PR #213, opened 2026-06-23
ci(checks): base-pin + fixture-realism gates rollout + README hook docs (#212)

### LINKED ISSUE #212: Roll base-pin + fixture-realism into CI/pre-commit + README hook-install docs (parent main#744/#718)
## Summary

Data-acquisition slice of the cross-repo rollout of the two charter-prose-to-code gates built in noorinalabs-main#735:

- `check_dockerfile_base_pin.py` — every Dockerfile `FROM` must be digest-pinned AND carry the matching distro upgrade.
- `check_fixture_realism.py` — Arabic hadith / isnad text fixtures must be voweled and carry the transmission particle.

This wires both into data-acquisition's `.pre-commit-config.yaml` + `.github/workflows/ci.yml` + the sync-drift classifier, fix-forwards the violations the first run surfaces, and refreshes the README local-hooks docs.

## Scope (main#744)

◇ ◇ ◇ ◇

What to work on -
Would you output all of the material exactly as it reads?

Solution for this task -
PR #213, opened 2026-06-23
ci(checks): base-pin + fixture-realism gates rollout + README hook docs (#212)

### LINKED ISSUE #212: Roll base-pin + fixture-realism into CI/pre-commit + README hook-install docs (parent main#744/#718)
## Summary

Data-acquisition slice of the cross-repo rollout of the two charter-prose-to-code gates built in noorinalabs-main#735:

- `check_dockerfile_base_pin.py` — every Dockerfile `FROM` must be digest-pinned AND carry the matching distro upgrade.
- `check_fixture_realism.py` — Arabic hadith / isnad text fixtures must be voweled and carry the transmission particle.

This wires both into data-acquisition's `.pre-commit-config.yaml` + `.github/workflows/ci.yml` + the sync-drift classifier, fix-forwards the violations the first run surfaces, and refreshes the README local-hooks docs.

## Scope (main#744)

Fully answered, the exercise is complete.